Sundance plans to transform Park City streets
The festival setup will involve several key closures
The Sundance Film Festival will transform several critical streets in Old Town in January.
Festival organizers and City Hall recently reached an agreement allowing Sundance to occupy the section of 5th Street on the north side of the Main Street post office, the location of some of the post office parking spots and one of the roads that connects Main Street with Swede Alley.
Sundance intends to set up a new festival offering, called the Cinetransformer, on 5th Street. The Cinetransformer is described as a truck that can be made into a theater for up to 90 people. A summary of the Cinetransformer submitted to Mayor Jack Thomas and the Park City Council indicates panels and screenings will be held at the location. Hours will stretch from 9 a.m. until 10 p.m., the summary says.
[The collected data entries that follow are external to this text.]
PR #1223, opened 2026-07-29
fix(docs): bound MMVU video memory so docs E2E stops OOMing

ajcasagrande:
## Problem

`Test Docs End-to-End (vllm-video-openai)` has been failing **on `main`**, independently of any PR — e.g. run [30339020028](https://github.com/ai-dynamo/aiperf/actions/runs/30339020028) on `ce715ae84`. It also fails on unrelated docs-only PR branches, and a `--failed` rerun reproduced the identical error, so it is not a flake.

Root cause, from the job log:

```
(EngineCore pid=130) ERROR [core.py:1332] EngineCore encountered a fatal error.
torch.OutOfMemoryError: CUDA out of memory. Tried to allocate 104.00 MiB.
GPU 0 has a total capacity of 22.03 GiB of which 59.12 MiB is free.
(APIServer pid=1) ERROR [async_llm.py:704] vllm.v1.engine.exceptions.EngineDeadError
AIPERF ERROR All 5 inference request(s) failed; no successful responses were collected.
```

The Cinetransformer will be accessible to people holding Sundance credentials and the public if there is room available.
The documentation indicates 5th Street will close on Jan. 17, two days prior to the festival’s opening, and reopen on the last day of Sundance, Jan. 29. It says Sundance wants the closure to be minimized by removing the setup quickly after it is used last.
The submittal says people driving to the post office will be able to park on Main Street in front of the building, behind the post office or in select spaces on Swede Alley.
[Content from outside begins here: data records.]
PR #1225, opened 2026-07-29
fix(timing): let an active cache-bust target satisfy the dataset-wrap opt-in

ajcasagrande:
## Problem

`validate_dataset_wrap_policy` hard-failed whenever concurrency exceeded the number of distinct loaded traces unless `--allow-dataset-wrap` was passed. That made the flag effectively mandatory for the agentx scenario at any concurrency above the corpus size — e.g. `-c 512` against the 393-trace `semianalysis_cc_traces_weka_062126` corpus — even though the scenario already locks `cache_bust.target=first_turn_prefix` via `require_cache_bust`.

This surfaced while diffing wire payloads against the upstream `semianalysis/cquil11/aiperf-agentx-v1.0` branch, which wraps silently at the same concurrency. Requiring the flag on one side and not the other made otherwise-identical runs non-comparable.

## Fix

The hazard wrapping guards against is repeated traces replaying byte-identical prompts and inflating KV-cache hit rates. An active cache-bust marker already keeps that traffic distinct per conversation, so it satisfies the opt-in on its own.

`cache_bust_enabled` is threaded config → `TimingConfig` → `PhaseOrchestrator` → `TrajectorySource` → validator.

An explicitly-disabled cache-bust target still fails exactly as before — this widens the exemption, it does not remove the guard.

## Ordering guarantee

The target is read via `cfg.get_cache_bust_target()` inside `TimingConfig.from_run`, which runs after `ScenarioResolver` has applied `require_cache_bust`, so a scenario's auto-filled target counts rather than the pre-resolution `NONE`.

That ordering is load-bearing and invisible at the call site, so `tests/unit/timing/test_timing_config_cache_bust.py` pins it against a real `BenchmarkConfig` (not a MagicMock — a mock would auto-create whatever attribute path the validator asked for and hide a regression). It asserts `NONE`/`False` pre-scenario and `FIRST_TURN_PREFIX`/`True` post-`apply_scenario`, so a future resolver reorder fails loudly instead of silently reverting to the mandatory-flag behavior.

## Verification

Live check against the real 062126 config:

\`\`\`
pre-scenario target : none
post-scenario target: first_turn_prefix
cache_bust_enabled  : True   allow_dataset_wrap: False
c=512 vs 393 traces : PASSES (no raise)
cache-bust off      : still raises -> concurrency 512 exceeds the 393 distinct loaded traces ...
\`\`\`

- Full unit suite: **17456 passed, 95 skipped, 3 xfailed**, zero failures
- `ruff format .` clean, `ruff check --fix .` all checks passed
- New: 2 allow-params + 1 explicit reject test in `test_dataset_wrap_policy.py`, plus the ordering test above

## Docs

Six sites across `docs/benchmark-modes/semianalysis-agentx-faq.md` (2) and `docs/tutorials/agentx-mvp.md` (4) asserted "cache-bust alone does not enable wrapping" — now false, so all six are updated. The `--allow-dataset-wrap` flag and `SynthesisConfig.allow_dataset_wrap` field descriptions are updated, with `docs/cli-options.md` and `aiperf-config.schema.json` regenerated by the pre-commit generators.

## Note

While validating this I hit a **separate, pre-existing `main` defect**: agentic warmup spread 550 requests across a 333,147s (92.5h) t*-aligned ramp, so the run never reached profiling. `_capped_warmup_lead_ms` only clamps when `trace_idle_gap_cap_seconds` is set. Unrelated to this change (which never touches warmup lead computation) and already addressed by the unmerged deterministic-warmup-budget work on `semianalysis/cquil11/deterministic-agentic-warmup-count-main`. Filing separately, not in scope here.

## Summary by CodeRabbit

* **New Features**
  * Dataset wrapping is now automatically permitted when an active cache-busting target keeps repeated traffic distinct, even without explicitly enabling dataset wrapping.
  * AgentX scenarios now apply this behavior automatically during quickstarts, smoke tests, warmups, and profiling.

* **Documentation**
  * Updated CLI, configuration, and AgentX guidance to clarify wrapping behavior, defaults, and over-subscription requirements.


src/aiperf/timing/trajectory_source.py
```diff
@@ -188,14 +188,18 @@ def validate_dataset_wrap_policy(
...
+    Wrapping is opt-in, but an active cache-bust target satisfies the opt-in: the
+    hazard wrapping guards against is repeated traces replaying byte-identical
+    prompts and inflating KV-cache hit rates, and a per-conversation cache-bust
+    marker already keeps that traffic distinct. One-pass runs (no
     sessions/requests/duration bound) and session budgets that fit the distinct
     pool are allowed even when concurrency exceeds the corpus.
     """
-    if allow_dataset_wrap:
+    if allow_dataset_wrap or cache_bust_enabled:
         return
```
debermudez, line 203: Correct and minimal. `allow_dataset_wrap` is an explicit user opt-in; `cache_bust_enabled` satisfies the same safety contract via a different mechanism. Both conditions neutralize the KV-cache inflation hazard, so both are correct early-return conditions.

tests/unit/timing/test_timing_config_cache_bust.py
```diff
@@ -0,0 +1,64 @@
...
+    )
+
+
+def test_cache_bust_enabled_reflects_scenario_autofill() -> None:
+    run = _build_run(scenario="inferencex-agentx-mvp")
+    assert run.cfg.get_cache_bust_target() == CacheBustTarget.NONE
+    assert TimingConfig.from_run(run).cache_bust_enabled is False
+
+    apply_scenario(run)
+
```
debermudez, line 57: Good anchor for the ordering guarantee. Calling `TimingConfig.from_run` before `apply_scenario` returns `False`, and after returns `True` — using a real `BenchmarkConfig` so a future resolver reorder would fail here rather than silently pass through with a wrong value.

tests/unit/timing/test_dataset_wrap_policy.py
```diff
@@ -86,3 +110,17 @@ def test_validate_dataset_wrap_policy_rejects_duration_only_oversubscribe() -> N
             total_expected_requests=None,
             expected_duration_sec=1800.0,
         )
+
+
+def test_validate_dataset_wrap_policy_rejects_when_cache_bust_disabled() -> None:
+    """Explicitly-off cache-bust must not satisfy the wrap opt-in."""
+    with pytest.raises(ValueError, match="dataset wrapping is disabled"):
```
debermudez, line 117: Nit: "Explicitly-off" in the docstring is slightly misleading — `cache_bust_enabled=False` is the parameter default, so passing it explicitly vs. omitting it is the same thing at the Python level. "cache-bust not active" or "cache_bust_enabled=False (default)" would be more precise. No behavior impact.

debermudez (approved):
**Approve.**

The fix is clean and the reasoning is sound: the hazard `validate_dataset_wrap_policy` guards against is KV-cache hit rate inflation from byte-identical repeated-trace prompts. An active cache-bust marker already keeps each conversation's traffic distinct, so the exemption is semantically correct — this is a guard *satisfaction*, not a guard removal.

What's working well:
- Propagation chain is complete (`BenchmarkConfig` → `TimingConfig` → `PhaseOrchestrator` → `TrajectorySource` → validator), no gaps, backward-compatible defaults.
- The ordering test uses a real `BenchmarkConfig` (not a mock), so a future `ScenarioResolver` reorder fails loudly instead of silently reverting to the mandatory-flag behavior.
- All six documentation sites updated accurately; schema regenerated.

One optional note: `self._allow_dataset_wrap` is stored in `TrajectorySource` but never read after construction (pre-existing, not introduced here). `cache_bust_enabled` follows the same pattern — used only in the validator call, not stored. If it ever needs to influence recycling behavior, you'd store it at that point. Not a concern today.

tests/unit/timing/test_dataset_wrap_policy.py
ajcasagrande: meh. its in a test, and the test does explicitly set it, so it comes down to whether the helper defaults to it or not. and even if it defaults to it, does it still explicitly set it or not.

Sundance says in the submittal festival organizers could not return to one of its former locations in the Gateway Center in Old Town and the Cinetransformer is the replacement for what was known as the Microcinema in the Gateway Center.
Another significant change to the setup along Main Street will be a closure of a section of the lower part of the street, between the 7th Street and 9th Street intersections, for the duration of the festival. Sundance will operate what is called the Festival Village on lower Main Street. The impacted section of road will close to traffic at 10 a.m. on Jan. 15, the Sunday before the festival. City Hall says 7th Street and 9th Street will continue to be open to traffic during the closure along lower Main Street.
“We are creating Sundance Film Festival Village between 7th and 9th streets. There will be music, performances and sponsor activations all free and open to the public. We are excited to bring more of the festival spirit to the streets of Park City,” Sundance Managing Director Sarah Pearce said.
City Hall staffers caution lower Main Street will stay closed to vehicles until the early morning hours of Feb. 2 since a concert marking a World Cup freestyle competition at Deer Valley Resort is planned on Feb. 1.
The Festival Village, which will be open to the public, will offer virtual-reality experiences, interactive features and a studio tent. It will also offer an experience called Mood Roads. The documentation submitted to the elected officials describes Mood Roads as an “immersive and interactive experience” that “will allow them to embark on a personal journey. This experience will read each individual users biometric data, producing a unique multi-sensory experience within a spherical motion simulator.”
There will also be concerts on a stage at the Festival Village.
“If they are lucky they will catch a glimpse at one of the many celebrities headed into the adjacent press junket space,” the report says.
Festival organizers annually tinker with the Sundance setup as locations become available or are lost and as new programs or setups are introduced. Sundance officials recently met with the Park City Council to discuss the alterations planned in 2017. The Cinetransformer was a part of those talks. The City Council approved the operational changes. There appeared to be little public interest in the discussions.
The Sundance street closures in 2017 will be the most significant since 2009. That year, the stretch of Main Street between 7th Street and 9th Street was closed to traffic in favor of the festival’s concert venue Music Café. Main Street has long been a hub during Sundance as festival organizers create temporary spaces for installations or other programs in addition to longtime venues like the screening room at the Egyptian Theatre and gathering spot known as the Filmmaker Lodge. Numerous corporate interests, official Sundance sponsors and others seeking to capitalize on the festival spotlight, also arrive on Main Street with temporary setups in leased space.
Dave Gustafson, a City Hall project manager who helped craft the Sundance plans for 2017, said the festival setups along Main Street will ensure there is energy throughout the event.
“We’ve got things going all the 10 days of the Sundance festival,” Gustafson said, adding, “Sundance is now activating an event that will keep the festival alive during the second week.”